PROBLEM TO SOLVE:
Your task is to restate exactly the lines from the one holding "## Motivation" to the end of the entries below, inclusive.

GIVEN RECORDS:
-- Opening Marker --
PR #1855, opened 2026-07-04
fix(report): emit references in deterministic (sorted) order

Bartok9:
## Summary

- `add_references` now renders the report's References section in sorted order instead of raw set-iteration order.
- Makes the final report reproducible for identical inputs.

## Motivation

`add_references` (in `gpt_researcher/actions/markdown_processing.py`) built the References list by iterating `visited_urls` directly:

```python
url_markdown += "".join(f"- [{url}]({url})\n" for url in visited_urls)
```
-- Closing Marker --
EXERCISE RESPONSE:
## Motivation

`add_references` (in `gpt_researcher/actions/markdown_processing.py`) built the References list by iterating `visited_urls` directly:

```python
url_markdown += "".join(f"- [{url}]({url})\n" for url in visited_urls)
```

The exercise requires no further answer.